Directions for this task
Copy every line of the data in which the word "nextInt" occurs.

Saved entries
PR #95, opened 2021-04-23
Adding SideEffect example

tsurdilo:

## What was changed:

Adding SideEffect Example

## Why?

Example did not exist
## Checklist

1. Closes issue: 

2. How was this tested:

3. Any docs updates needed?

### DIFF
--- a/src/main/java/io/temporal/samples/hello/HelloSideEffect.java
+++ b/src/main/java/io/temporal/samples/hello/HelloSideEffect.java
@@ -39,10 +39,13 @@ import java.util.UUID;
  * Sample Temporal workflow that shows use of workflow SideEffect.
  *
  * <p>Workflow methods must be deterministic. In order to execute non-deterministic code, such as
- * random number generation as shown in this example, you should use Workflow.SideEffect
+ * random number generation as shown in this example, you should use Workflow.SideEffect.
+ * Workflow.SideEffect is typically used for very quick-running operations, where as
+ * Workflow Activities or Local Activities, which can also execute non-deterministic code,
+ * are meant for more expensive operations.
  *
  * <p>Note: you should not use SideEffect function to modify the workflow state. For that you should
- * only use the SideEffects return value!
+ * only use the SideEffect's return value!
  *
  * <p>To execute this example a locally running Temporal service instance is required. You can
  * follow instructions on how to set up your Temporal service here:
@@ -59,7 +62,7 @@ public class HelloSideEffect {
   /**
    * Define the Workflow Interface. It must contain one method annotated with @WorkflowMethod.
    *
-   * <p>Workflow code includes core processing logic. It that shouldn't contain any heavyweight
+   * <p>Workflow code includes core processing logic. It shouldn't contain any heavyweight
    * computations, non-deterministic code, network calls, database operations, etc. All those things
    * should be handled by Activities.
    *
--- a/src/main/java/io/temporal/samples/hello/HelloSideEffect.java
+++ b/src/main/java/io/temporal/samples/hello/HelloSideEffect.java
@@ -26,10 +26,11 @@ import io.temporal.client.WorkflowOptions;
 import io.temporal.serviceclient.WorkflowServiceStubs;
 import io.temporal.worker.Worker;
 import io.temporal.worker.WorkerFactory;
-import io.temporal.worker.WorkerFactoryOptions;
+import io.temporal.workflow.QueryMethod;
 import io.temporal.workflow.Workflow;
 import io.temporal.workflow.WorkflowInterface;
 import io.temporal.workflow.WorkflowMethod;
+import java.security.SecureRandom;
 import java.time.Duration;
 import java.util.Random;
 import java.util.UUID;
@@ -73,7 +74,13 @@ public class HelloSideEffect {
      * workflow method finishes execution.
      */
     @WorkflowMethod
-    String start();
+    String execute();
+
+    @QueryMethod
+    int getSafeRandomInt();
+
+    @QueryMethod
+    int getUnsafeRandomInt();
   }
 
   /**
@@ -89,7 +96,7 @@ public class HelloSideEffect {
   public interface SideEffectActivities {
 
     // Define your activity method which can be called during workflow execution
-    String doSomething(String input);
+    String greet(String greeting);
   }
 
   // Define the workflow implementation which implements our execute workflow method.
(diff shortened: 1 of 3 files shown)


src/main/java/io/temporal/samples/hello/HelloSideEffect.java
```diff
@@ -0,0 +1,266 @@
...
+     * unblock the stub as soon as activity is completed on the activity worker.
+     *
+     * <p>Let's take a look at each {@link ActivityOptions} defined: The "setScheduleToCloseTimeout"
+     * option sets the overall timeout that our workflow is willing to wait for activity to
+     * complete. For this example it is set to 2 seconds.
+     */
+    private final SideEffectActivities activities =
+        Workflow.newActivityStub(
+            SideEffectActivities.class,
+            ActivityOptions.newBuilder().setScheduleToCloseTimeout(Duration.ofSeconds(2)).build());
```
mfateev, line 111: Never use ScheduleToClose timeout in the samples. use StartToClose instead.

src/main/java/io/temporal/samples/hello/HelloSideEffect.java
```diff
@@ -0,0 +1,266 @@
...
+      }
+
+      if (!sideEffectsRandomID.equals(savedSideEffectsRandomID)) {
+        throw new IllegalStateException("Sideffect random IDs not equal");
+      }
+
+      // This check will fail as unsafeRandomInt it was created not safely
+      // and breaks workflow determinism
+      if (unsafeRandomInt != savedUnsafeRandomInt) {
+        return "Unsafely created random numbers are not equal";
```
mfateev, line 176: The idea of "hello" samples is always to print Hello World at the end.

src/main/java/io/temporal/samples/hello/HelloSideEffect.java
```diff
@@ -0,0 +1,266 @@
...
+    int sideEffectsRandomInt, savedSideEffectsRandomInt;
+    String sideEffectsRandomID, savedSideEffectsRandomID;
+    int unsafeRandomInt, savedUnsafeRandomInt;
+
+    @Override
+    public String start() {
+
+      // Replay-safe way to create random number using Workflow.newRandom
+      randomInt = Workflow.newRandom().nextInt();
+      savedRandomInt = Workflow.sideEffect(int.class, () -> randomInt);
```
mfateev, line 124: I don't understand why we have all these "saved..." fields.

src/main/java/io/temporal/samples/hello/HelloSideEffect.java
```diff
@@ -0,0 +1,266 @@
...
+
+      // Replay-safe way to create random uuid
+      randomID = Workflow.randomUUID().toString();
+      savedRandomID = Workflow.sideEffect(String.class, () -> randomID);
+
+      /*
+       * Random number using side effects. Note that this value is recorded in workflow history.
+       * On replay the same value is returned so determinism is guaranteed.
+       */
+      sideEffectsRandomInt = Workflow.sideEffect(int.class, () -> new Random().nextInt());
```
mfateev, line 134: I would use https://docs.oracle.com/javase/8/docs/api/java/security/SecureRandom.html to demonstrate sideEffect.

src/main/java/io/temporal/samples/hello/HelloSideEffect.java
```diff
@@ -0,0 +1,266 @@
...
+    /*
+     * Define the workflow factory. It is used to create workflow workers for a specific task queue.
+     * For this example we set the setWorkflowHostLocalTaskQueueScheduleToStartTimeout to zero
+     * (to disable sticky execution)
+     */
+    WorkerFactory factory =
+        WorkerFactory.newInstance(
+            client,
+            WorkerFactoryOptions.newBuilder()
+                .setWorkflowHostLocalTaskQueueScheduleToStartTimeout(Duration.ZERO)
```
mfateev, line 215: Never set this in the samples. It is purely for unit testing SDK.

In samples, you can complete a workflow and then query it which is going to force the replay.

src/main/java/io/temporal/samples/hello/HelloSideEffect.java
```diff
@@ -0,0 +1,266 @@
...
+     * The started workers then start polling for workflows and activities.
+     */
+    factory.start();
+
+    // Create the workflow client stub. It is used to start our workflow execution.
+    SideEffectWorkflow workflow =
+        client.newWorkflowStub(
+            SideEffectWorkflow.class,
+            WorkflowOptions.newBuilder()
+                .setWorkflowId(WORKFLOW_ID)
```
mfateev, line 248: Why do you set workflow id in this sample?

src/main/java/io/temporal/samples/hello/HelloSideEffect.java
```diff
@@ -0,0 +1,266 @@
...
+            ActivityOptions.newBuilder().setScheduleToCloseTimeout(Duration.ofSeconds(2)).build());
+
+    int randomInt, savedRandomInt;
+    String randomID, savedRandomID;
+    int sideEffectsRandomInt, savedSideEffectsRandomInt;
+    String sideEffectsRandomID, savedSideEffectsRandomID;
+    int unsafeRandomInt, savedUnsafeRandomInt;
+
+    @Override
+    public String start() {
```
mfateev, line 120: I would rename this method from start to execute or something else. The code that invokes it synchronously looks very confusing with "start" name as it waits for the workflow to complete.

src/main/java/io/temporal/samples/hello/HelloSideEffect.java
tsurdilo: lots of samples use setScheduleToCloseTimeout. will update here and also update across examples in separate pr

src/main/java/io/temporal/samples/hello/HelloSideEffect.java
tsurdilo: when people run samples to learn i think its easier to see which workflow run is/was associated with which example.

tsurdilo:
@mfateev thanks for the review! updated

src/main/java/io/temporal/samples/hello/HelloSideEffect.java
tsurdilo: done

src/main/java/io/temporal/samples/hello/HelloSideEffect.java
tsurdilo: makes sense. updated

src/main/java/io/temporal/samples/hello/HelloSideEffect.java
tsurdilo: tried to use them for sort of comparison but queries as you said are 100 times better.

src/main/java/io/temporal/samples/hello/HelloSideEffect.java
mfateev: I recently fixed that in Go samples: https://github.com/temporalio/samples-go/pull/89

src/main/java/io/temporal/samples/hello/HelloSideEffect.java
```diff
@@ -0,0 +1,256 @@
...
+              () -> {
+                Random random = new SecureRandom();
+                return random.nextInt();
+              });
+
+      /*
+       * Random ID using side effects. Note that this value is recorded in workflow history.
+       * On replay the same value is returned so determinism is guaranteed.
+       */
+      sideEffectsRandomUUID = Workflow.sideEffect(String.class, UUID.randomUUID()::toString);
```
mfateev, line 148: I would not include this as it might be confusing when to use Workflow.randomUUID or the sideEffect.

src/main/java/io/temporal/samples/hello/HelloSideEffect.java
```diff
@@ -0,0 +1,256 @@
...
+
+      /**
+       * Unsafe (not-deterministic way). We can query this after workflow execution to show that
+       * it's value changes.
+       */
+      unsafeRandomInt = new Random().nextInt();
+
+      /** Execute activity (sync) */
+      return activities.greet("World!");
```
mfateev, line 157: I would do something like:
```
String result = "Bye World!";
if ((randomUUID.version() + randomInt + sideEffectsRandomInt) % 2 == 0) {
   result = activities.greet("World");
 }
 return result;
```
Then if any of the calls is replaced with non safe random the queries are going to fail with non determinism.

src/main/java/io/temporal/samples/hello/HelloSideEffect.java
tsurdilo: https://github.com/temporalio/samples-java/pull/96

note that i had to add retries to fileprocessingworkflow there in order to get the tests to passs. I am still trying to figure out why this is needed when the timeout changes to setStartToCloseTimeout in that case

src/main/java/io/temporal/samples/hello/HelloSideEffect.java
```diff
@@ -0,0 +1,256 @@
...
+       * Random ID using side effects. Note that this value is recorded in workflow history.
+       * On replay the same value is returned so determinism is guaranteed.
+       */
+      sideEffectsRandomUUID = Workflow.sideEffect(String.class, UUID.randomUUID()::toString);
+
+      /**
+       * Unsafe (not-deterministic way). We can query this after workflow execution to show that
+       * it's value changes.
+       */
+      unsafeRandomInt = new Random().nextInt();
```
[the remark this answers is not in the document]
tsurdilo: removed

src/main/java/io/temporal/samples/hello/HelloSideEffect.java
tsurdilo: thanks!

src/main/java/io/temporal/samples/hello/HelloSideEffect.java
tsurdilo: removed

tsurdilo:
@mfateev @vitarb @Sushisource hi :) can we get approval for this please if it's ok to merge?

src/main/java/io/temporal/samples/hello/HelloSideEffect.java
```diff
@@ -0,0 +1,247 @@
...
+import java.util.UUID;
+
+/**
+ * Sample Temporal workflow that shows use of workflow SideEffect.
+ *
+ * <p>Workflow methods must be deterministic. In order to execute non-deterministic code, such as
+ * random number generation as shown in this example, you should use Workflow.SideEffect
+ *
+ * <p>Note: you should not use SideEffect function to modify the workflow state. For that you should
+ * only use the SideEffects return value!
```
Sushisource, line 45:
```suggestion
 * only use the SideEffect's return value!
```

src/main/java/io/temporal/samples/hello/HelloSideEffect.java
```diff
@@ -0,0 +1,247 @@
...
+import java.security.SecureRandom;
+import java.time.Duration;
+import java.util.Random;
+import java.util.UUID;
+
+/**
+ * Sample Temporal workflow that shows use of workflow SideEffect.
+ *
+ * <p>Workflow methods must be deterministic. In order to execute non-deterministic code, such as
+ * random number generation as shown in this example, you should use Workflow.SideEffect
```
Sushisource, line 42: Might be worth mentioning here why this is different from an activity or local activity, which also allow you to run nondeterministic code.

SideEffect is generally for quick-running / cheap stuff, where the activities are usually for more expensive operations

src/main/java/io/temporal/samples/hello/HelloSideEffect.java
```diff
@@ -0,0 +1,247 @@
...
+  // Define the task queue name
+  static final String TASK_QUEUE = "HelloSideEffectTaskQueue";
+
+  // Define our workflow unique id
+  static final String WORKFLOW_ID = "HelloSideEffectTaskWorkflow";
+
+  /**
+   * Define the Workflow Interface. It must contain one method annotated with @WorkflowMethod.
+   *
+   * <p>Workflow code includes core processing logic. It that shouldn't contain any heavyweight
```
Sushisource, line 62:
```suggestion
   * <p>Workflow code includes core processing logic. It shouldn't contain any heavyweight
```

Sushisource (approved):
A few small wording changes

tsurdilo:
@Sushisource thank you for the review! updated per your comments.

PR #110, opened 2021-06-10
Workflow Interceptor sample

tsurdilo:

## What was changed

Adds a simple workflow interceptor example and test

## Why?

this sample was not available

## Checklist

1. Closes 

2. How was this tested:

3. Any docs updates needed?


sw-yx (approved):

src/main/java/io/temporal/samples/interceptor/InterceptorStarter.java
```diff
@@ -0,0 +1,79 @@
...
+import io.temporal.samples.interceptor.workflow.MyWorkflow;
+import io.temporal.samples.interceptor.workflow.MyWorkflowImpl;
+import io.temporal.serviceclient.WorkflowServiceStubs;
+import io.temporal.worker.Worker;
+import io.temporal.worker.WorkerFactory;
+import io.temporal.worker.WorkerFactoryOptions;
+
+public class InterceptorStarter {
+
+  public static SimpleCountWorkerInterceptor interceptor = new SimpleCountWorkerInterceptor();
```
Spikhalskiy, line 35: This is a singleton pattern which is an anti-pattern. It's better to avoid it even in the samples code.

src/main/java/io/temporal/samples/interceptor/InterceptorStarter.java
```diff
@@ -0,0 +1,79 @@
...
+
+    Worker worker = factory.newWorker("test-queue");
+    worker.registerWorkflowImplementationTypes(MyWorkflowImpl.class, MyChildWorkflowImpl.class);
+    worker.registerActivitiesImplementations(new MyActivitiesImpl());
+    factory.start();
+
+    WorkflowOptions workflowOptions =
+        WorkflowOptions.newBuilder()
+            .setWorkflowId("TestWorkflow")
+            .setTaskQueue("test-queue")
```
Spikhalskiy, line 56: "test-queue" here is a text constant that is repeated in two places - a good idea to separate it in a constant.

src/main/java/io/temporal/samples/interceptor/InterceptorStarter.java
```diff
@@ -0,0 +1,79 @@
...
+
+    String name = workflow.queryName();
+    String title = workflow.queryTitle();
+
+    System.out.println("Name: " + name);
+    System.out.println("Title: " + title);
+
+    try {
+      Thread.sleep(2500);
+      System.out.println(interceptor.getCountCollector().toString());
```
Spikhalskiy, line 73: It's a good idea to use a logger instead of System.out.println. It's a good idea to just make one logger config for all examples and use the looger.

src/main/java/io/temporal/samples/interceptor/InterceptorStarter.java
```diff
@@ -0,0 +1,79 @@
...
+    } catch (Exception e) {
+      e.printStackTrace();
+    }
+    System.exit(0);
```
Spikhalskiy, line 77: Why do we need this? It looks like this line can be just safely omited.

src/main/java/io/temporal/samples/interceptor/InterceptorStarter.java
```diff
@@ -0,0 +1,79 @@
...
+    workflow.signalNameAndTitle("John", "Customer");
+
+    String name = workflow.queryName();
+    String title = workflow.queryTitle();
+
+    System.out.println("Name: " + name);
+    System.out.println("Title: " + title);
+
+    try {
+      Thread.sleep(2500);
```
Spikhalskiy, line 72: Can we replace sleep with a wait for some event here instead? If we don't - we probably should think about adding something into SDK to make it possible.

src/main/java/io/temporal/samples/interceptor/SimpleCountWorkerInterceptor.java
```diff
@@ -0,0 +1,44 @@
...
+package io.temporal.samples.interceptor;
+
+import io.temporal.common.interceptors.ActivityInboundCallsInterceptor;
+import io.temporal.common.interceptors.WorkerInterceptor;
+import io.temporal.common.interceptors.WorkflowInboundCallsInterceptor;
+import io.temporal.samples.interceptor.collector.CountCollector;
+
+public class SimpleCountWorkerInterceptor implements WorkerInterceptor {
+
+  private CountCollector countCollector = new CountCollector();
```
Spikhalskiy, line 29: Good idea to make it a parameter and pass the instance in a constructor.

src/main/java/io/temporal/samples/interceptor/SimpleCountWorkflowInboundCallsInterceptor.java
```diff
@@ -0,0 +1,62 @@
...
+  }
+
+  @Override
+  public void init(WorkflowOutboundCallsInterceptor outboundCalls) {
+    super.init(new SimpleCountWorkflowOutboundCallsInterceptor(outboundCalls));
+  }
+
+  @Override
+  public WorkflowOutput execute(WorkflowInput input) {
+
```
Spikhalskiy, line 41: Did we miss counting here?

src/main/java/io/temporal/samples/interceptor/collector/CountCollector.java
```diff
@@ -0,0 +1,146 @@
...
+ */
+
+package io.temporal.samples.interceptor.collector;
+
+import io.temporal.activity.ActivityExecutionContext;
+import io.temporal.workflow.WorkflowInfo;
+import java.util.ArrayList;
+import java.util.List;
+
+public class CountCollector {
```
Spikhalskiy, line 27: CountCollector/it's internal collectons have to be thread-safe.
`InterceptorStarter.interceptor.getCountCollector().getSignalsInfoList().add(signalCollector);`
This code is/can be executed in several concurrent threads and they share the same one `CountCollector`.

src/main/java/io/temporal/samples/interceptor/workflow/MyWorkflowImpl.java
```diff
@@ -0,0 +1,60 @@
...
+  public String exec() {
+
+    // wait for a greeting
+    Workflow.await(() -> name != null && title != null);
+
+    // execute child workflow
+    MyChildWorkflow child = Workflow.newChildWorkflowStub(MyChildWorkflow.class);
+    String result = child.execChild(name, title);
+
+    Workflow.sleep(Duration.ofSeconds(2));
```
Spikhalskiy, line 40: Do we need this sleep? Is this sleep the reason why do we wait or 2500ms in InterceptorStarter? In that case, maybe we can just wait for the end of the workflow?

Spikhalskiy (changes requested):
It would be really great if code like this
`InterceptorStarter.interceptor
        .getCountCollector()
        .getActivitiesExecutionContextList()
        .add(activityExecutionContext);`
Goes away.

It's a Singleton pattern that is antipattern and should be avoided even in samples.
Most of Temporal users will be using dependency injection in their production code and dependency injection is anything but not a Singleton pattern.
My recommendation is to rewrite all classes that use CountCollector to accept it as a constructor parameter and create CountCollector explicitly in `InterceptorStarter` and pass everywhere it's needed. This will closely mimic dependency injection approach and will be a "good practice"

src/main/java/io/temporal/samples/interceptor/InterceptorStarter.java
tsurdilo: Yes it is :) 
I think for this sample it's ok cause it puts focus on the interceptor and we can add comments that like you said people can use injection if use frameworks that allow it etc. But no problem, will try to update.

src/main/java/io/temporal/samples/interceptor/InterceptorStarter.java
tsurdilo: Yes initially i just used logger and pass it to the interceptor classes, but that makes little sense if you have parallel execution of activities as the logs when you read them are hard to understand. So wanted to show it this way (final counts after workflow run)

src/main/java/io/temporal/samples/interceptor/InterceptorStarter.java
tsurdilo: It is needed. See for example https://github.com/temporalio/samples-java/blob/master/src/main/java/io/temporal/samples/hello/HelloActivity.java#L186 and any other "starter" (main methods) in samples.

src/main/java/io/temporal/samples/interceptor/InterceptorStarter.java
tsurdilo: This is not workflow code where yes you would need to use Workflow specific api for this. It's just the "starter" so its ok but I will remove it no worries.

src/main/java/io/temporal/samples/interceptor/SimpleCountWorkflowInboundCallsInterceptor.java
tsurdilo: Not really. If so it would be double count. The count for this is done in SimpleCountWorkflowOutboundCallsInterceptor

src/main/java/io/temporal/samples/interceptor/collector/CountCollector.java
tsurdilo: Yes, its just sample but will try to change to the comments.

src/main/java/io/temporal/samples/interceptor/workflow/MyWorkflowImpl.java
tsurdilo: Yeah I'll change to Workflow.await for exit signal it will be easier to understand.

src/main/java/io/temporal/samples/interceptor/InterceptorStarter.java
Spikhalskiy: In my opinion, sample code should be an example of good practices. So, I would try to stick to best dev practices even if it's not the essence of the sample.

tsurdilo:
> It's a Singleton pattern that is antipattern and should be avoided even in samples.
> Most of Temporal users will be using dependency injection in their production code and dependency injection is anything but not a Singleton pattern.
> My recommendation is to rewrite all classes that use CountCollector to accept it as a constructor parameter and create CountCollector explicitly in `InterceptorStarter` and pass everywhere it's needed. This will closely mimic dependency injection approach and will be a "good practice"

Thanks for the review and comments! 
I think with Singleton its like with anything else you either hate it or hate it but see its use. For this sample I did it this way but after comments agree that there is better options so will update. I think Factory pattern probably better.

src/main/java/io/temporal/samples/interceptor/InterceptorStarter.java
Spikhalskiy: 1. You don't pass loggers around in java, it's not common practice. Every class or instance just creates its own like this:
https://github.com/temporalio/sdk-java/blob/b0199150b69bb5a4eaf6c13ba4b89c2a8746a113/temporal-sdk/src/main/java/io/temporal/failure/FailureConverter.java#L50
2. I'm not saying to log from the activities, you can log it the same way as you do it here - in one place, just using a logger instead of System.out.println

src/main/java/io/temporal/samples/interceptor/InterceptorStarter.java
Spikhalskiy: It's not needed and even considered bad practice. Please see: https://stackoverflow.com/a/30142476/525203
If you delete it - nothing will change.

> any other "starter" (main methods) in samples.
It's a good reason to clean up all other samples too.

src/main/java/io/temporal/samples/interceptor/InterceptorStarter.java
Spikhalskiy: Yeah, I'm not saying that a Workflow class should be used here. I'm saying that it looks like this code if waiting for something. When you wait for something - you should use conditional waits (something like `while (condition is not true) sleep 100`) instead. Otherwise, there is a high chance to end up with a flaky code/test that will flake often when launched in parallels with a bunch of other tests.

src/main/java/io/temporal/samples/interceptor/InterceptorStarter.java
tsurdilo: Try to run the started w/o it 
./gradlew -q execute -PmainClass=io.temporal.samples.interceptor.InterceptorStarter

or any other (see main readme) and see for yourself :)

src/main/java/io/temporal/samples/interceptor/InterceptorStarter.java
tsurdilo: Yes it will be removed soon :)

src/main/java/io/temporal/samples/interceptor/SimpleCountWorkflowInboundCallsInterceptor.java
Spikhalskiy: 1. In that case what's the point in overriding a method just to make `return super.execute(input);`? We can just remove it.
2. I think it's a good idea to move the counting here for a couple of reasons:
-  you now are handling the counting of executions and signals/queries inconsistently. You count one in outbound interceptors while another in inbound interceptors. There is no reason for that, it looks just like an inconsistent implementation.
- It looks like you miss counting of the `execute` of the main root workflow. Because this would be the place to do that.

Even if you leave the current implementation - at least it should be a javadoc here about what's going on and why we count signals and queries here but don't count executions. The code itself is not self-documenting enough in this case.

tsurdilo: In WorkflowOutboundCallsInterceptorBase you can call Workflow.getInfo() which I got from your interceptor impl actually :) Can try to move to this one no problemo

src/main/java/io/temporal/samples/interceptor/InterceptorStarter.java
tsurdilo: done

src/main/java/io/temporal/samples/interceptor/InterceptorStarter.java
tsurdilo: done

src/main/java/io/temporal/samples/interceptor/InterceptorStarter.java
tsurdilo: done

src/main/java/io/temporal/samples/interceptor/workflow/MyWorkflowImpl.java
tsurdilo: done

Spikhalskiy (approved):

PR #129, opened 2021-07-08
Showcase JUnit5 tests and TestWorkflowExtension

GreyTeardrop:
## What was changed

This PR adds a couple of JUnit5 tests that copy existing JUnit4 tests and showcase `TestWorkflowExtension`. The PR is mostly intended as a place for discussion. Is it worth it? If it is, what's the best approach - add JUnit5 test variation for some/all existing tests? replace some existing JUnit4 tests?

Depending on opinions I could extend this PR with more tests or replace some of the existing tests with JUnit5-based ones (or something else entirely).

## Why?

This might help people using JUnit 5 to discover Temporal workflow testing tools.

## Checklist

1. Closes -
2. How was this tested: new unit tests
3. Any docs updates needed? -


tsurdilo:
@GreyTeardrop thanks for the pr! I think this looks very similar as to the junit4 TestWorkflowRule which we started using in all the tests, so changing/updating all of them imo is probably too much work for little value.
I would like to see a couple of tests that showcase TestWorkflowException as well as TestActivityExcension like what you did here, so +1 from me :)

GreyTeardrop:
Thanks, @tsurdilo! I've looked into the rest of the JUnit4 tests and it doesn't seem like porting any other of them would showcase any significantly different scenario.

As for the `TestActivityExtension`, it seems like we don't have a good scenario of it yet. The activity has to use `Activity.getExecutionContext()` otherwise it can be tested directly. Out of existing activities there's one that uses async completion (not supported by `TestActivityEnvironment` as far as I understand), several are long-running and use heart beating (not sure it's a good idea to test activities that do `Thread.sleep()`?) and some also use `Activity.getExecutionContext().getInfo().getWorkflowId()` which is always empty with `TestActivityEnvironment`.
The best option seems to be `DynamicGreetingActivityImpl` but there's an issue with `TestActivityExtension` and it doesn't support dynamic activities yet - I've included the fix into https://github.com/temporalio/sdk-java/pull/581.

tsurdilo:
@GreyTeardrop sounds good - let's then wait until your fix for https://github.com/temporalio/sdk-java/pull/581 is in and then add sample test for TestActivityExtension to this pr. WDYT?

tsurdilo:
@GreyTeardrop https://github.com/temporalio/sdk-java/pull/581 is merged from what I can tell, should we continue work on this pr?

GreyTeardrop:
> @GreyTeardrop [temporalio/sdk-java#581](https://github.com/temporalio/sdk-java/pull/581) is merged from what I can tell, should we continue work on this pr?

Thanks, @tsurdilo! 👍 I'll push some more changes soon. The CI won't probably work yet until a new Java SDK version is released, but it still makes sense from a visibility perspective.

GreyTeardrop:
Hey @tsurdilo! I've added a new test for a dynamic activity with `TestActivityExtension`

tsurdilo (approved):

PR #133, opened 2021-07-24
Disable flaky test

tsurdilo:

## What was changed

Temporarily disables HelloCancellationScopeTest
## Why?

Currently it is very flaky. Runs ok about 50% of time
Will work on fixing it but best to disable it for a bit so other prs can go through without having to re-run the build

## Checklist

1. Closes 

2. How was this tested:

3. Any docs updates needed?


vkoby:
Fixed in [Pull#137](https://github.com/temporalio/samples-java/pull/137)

Completed task
+      randomInt = Workflow.newRandom().nextInt();
+      sideEffectsRandomInt = Workflow.sideEffect(int.class, () -> new Random().nextInt());
+                return random.nextInt();
+      unsafeRandomInt = new Random().nextInt();
+      unsafeRandomInt = new Random().nextInt();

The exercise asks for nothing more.